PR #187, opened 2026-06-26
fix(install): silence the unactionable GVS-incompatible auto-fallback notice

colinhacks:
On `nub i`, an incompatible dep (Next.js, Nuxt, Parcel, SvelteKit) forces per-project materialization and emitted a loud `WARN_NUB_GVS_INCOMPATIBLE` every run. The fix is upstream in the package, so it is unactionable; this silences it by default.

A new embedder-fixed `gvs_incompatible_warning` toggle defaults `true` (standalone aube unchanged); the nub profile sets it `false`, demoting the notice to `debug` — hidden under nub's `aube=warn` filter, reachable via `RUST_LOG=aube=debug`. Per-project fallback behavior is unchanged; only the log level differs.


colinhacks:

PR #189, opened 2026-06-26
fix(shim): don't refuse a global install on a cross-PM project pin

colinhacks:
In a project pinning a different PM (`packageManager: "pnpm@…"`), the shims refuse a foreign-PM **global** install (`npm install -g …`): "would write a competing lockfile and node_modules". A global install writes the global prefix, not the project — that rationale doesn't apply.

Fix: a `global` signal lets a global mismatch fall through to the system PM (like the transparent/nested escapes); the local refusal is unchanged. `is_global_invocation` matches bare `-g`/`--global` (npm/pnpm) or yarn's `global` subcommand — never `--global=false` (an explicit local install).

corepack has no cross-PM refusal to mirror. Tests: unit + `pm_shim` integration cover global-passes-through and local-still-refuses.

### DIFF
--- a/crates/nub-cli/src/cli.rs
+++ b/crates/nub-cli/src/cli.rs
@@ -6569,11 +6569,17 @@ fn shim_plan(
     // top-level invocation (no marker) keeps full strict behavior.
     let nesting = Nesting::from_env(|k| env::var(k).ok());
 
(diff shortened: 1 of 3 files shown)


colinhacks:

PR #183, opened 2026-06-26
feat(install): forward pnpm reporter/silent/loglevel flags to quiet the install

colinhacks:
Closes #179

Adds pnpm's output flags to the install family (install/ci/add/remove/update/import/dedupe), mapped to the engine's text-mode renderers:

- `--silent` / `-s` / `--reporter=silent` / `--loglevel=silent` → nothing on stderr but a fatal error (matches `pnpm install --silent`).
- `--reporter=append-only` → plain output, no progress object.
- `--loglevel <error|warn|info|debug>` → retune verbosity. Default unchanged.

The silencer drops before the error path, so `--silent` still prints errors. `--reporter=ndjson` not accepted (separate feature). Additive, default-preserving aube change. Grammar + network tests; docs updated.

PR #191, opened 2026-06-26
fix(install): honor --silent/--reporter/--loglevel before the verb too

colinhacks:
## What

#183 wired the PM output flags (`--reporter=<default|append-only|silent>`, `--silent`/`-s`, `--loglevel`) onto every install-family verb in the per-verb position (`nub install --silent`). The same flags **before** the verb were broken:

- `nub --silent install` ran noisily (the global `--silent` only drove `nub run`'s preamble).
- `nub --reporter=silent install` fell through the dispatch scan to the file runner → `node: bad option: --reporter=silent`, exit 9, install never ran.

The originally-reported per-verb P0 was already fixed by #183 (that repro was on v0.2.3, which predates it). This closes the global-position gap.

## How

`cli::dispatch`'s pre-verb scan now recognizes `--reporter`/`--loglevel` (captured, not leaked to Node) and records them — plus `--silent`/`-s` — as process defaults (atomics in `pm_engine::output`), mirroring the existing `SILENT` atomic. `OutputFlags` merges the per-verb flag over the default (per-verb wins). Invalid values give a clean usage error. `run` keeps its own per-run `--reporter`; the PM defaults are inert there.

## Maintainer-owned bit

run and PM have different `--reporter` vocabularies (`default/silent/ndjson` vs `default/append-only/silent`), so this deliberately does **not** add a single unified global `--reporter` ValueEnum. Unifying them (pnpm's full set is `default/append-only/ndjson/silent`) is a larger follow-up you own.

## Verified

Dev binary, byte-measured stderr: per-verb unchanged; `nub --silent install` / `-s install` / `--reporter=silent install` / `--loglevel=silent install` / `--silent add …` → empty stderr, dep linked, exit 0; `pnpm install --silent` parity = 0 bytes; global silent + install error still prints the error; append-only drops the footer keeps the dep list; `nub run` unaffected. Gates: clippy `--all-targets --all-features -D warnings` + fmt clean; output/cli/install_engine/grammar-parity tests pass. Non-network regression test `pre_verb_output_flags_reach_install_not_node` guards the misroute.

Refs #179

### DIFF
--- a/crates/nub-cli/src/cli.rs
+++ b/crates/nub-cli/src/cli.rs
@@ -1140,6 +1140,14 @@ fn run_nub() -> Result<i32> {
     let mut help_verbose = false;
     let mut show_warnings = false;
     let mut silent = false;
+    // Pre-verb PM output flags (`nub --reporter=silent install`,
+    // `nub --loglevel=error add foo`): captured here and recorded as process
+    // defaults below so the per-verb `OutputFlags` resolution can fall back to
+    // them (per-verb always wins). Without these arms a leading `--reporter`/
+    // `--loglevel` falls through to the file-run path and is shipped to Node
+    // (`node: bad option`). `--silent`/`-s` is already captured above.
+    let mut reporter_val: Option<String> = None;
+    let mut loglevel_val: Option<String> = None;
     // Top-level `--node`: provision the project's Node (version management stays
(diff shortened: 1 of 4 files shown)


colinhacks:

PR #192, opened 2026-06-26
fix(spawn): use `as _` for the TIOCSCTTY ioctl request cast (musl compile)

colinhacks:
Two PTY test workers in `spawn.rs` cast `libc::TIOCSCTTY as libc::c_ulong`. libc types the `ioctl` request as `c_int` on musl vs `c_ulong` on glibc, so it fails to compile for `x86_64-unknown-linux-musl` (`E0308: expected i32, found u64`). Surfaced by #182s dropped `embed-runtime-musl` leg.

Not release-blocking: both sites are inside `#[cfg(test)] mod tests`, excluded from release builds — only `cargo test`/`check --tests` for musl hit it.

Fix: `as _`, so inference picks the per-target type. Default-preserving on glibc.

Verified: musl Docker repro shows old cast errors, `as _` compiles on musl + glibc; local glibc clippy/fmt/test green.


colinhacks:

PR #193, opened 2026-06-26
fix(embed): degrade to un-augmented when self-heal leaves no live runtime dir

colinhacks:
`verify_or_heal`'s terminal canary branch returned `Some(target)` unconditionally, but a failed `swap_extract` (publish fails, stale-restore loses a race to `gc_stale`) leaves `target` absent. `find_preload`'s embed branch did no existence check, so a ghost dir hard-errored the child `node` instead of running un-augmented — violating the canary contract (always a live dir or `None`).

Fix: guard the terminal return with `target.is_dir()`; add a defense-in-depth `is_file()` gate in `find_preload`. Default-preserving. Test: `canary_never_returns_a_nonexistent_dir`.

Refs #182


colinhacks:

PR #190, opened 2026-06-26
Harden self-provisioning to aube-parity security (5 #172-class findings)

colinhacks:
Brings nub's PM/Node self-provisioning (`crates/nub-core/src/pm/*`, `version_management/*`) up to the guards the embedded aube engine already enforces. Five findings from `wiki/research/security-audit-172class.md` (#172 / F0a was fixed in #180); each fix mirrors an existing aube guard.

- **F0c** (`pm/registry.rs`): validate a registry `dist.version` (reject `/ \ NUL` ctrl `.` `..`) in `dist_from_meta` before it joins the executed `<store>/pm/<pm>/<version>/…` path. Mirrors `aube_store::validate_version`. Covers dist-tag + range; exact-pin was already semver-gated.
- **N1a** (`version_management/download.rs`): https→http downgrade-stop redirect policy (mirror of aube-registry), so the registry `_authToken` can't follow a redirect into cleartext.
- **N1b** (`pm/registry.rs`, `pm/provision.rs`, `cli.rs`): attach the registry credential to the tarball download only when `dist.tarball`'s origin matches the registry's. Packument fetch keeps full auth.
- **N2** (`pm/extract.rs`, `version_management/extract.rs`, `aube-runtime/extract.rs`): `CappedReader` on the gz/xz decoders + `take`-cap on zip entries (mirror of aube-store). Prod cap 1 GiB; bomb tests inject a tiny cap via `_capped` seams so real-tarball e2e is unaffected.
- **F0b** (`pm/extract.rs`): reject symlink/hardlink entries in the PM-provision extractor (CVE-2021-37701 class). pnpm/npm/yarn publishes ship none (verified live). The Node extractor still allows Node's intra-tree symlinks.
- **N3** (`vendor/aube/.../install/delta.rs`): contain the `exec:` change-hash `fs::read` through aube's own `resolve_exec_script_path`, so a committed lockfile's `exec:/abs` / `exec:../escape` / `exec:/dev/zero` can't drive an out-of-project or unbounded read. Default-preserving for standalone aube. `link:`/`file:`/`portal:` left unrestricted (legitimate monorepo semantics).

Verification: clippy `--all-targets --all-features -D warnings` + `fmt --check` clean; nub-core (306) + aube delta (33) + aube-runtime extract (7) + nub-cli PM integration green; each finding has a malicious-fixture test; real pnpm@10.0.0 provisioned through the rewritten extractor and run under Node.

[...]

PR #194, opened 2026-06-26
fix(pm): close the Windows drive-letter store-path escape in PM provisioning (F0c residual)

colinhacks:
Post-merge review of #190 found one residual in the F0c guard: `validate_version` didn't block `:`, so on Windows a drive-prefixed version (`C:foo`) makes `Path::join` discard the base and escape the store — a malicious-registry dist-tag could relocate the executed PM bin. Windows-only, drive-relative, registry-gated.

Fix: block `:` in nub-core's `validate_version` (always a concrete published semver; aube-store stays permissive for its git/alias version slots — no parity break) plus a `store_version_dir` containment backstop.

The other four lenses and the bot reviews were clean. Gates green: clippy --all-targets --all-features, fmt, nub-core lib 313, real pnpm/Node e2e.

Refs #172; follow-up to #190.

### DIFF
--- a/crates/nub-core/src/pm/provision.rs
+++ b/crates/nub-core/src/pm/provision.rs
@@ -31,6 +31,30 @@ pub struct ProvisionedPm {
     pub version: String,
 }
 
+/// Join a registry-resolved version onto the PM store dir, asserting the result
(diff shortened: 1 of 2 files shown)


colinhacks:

**WORK INSTRUCTION:** Find the line that contains "--- a/crates/nub-core/src/pm/provision.rs" in the data above. Reproduce it and every later line exactly, through the last one.

**REPLY TO THE TASK:**
--- a/crates/nub-core/src/pm/provision.rs
+++ b/crates/nub-core/src/pm/provision.rs
@@ -31,6 +31,30 @@ pub struct ProvisionedPm {
     pub version: String,
 }
 
+/// Join a registry-resolved version onto the PM store dir, asserting the result
(diff shortened: 1 of 2 files shown)


colinhacks:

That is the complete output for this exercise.